• Your assignment
Every line in the data below that includes "django" belongs in the answer, copied as it stands.

• Stored records
↓↓↓

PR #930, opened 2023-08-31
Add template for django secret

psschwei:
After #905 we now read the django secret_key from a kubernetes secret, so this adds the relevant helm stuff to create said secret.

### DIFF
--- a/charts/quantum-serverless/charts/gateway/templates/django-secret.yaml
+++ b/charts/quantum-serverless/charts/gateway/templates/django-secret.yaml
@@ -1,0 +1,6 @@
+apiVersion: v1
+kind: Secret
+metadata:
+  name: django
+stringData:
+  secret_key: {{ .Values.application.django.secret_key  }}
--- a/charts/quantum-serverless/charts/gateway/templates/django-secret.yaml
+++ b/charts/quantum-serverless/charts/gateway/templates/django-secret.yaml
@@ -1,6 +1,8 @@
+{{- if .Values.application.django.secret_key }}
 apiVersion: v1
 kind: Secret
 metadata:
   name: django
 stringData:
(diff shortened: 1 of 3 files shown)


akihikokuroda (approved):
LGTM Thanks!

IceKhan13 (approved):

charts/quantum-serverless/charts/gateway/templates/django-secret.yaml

↑↑↑

• Result
Add template for django secret
After #905 we now read the django secret_key from a kubernetes secret, so this adds the relevant helm stuff to create said secret.
--- a/charts/quantum-serverless/charts/gateway/templates/django-secret.yaml
+++ b/charts/quantum-serverless/charts/gateway/templates/django-secret.yaml
+  name: django
+  secret_key: {{ .Values.application.django.secret_key  }}
--- a/charts/quantum-serverless/charts/gateway/templates/django-secret.yaml
+++ b/charts/quantum-serverless/charts/gateway/templates/django-secret.yaml
+{{- if .Values.application.django.secret_key }}
   name: django
charts/quantum-serverless/charts/gateway/templates/django-secret.yaml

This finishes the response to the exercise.